- The input
━━━

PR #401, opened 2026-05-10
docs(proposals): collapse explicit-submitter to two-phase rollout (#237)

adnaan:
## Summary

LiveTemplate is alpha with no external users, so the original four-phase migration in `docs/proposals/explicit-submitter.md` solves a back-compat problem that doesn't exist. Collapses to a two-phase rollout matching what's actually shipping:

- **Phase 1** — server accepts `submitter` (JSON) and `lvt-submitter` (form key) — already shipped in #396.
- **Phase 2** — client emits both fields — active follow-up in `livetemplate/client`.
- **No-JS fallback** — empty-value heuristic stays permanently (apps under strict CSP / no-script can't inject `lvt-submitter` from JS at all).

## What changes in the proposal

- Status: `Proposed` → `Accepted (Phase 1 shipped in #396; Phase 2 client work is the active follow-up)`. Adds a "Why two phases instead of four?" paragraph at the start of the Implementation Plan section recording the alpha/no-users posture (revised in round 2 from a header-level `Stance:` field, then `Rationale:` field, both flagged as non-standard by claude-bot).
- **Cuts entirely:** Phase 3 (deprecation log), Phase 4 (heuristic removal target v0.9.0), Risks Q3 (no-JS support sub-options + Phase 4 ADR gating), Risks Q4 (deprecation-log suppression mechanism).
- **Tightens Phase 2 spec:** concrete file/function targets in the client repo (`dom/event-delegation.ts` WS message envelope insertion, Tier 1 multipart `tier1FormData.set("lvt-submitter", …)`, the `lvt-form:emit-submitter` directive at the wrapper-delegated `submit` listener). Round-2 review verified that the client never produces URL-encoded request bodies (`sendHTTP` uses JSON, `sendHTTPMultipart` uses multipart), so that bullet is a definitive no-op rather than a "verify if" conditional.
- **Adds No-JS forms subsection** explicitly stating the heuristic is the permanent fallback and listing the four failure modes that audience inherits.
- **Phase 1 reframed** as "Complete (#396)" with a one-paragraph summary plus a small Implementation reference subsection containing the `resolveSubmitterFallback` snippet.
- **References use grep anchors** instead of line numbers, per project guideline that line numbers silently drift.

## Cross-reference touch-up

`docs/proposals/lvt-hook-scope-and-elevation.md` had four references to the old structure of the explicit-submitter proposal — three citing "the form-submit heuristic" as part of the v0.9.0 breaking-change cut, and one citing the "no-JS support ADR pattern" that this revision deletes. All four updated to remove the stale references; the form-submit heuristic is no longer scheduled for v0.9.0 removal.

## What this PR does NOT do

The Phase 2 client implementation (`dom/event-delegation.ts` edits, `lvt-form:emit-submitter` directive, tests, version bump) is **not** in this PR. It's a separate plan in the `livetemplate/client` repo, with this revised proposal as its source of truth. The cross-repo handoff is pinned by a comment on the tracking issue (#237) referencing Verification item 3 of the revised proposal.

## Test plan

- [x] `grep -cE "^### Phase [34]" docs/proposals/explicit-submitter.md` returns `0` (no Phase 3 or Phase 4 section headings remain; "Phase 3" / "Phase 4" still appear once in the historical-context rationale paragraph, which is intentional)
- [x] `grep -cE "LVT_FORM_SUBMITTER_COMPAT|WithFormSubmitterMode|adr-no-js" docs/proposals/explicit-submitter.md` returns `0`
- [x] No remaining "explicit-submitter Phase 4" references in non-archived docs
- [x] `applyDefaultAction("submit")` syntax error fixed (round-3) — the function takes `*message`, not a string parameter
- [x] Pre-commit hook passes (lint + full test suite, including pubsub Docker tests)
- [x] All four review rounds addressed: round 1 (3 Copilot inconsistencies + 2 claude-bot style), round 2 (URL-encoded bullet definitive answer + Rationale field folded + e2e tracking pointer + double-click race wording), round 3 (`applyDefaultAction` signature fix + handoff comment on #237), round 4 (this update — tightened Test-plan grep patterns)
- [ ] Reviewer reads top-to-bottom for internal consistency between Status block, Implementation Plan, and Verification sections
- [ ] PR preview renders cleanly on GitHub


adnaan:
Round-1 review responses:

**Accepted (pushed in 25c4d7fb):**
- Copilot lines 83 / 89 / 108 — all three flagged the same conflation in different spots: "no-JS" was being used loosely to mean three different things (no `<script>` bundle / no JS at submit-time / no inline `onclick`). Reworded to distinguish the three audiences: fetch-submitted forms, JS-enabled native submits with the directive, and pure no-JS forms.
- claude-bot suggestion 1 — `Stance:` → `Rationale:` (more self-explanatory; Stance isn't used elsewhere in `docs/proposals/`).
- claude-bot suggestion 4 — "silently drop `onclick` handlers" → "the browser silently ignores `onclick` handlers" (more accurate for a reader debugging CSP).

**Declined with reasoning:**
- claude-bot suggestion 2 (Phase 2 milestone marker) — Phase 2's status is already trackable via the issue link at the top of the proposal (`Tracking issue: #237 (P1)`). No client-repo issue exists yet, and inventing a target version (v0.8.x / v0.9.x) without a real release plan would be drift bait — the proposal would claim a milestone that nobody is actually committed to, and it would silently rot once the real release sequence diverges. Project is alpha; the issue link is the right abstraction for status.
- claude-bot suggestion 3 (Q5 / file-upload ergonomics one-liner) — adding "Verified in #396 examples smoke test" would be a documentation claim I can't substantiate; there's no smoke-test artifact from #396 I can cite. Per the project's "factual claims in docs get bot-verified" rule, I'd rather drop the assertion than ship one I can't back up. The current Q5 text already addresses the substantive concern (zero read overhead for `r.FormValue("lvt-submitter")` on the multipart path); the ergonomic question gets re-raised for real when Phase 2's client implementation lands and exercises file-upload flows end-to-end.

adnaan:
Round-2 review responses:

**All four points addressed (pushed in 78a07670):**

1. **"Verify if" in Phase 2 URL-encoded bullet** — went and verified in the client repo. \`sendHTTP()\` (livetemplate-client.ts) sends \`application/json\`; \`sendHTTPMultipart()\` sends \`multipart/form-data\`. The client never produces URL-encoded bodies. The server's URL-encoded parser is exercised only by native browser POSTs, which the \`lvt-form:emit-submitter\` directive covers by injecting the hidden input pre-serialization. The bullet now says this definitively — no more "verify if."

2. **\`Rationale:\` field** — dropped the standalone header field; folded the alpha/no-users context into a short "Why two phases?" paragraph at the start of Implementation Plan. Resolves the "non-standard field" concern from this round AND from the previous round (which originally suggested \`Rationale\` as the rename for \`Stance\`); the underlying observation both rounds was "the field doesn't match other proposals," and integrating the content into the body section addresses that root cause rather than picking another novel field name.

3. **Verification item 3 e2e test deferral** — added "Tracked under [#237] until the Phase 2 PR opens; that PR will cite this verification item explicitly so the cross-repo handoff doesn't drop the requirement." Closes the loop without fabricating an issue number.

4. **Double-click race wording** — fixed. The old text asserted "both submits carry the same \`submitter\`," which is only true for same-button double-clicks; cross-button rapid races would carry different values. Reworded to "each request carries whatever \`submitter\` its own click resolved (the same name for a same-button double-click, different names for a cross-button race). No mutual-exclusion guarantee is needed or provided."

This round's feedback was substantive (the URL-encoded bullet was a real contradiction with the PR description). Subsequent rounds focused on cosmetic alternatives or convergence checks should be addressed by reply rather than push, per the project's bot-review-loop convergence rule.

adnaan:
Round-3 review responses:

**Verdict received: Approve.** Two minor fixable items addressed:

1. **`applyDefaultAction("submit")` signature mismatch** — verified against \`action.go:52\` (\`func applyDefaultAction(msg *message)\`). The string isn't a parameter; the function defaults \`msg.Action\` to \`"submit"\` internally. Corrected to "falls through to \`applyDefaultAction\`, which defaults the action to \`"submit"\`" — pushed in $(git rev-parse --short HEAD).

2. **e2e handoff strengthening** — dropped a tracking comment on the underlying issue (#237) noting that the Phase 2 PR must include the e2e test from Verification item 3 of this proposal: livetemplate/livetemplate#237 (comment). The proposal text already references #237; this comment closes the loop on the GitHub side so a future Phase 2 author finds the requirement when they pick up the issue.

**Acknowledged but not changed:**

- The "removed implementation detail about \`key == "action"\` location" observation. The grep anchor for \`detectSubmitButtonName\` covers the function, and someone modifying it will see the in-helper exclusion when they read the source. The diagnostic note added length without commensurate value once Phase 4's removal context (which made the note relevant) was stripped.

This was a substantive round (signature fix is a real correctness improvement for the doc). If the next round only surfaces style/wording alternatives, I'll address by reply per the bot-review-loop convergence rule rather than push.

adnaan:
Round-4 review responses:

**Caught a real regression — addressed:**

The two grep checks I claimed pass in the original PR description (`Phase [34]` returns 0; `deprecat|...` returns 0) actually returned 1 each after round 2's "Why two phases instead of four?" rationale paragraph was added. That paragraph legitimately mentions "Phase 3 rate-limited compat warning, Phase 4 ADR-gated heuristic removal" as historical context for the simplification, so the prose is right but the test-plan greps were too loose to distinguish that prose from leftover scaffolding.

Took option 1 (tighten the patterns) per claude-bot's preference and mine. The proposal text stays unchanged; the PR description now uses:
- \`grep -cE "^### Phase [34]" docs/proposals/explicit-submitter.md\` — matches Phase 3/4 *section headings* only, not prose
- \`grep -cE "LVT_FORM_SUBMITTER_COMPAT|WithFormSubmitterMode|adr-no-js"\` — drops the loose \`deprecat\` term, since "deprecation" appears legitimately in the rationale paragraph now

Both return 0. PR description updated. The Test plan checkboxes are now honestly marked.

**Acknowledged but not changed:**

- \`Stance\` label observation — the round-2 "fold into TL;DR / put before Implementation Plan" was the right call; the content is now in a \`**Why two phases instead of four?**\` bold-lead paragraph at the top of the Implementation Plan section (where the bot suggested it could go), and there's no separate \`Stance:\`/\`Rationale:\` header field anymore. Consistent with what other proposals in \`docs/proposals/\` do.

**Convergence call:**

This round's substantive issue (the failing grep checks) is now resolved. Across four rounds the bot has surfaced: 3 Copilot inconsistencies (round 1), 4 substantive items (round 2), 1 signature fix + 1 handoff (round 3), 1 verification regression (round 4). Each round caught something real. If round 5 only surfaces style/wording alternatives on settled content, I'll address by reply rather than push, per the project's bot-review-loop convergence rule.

━━━

- Exercise description
In the entries above, one line contains "- **Cuts entirely:**" and another contains "## Cross-reference touch-up". Reproduce exactly those two lines and the lines between them, nothing else.

- Exercise answer
- **Cuts entirely:** Phase 3 (deprecation log), Phase 4 (heuristic removal target v0.9.0), Risks Q3 (no-JS support sub-options + Phase 4 ADR gating), Risks Q4 (deprecation-log suppression mechanism).
- **Tightens Phase 2 spec:** concrete file/function targets in the client repo (`dom/event-delegation.ts` WS message envelope insertion, Tier 1 multipart `tier1FormData.set("lvt-submitter", …)`, the `lvt-form:emit-submitter` directive at the wrapper-delegated `submit` listener). Round-2 review verified that the client never produces URL-encoded request bodies (`sendHTTP` uses JSON, `sendHTTPMultipart` uses multipart), so that bullet is a definitive no-op rather than a "verify if" conditional.
- **Adds No-JS forms subsection** explicitly stating the heuristic is the permanent fallback and listing the four failure modes that audience inherits.
- **Phase 1 reframed** as "Complete (#396)" with a one-paragraph summary plus a small Implementation reference subsection containing the `resolveSubmitterFallback` snippet.
- **References use grep anchors** instead of line numbers, per project guideline that line numbers silently drift.

## Cross-reference touch-up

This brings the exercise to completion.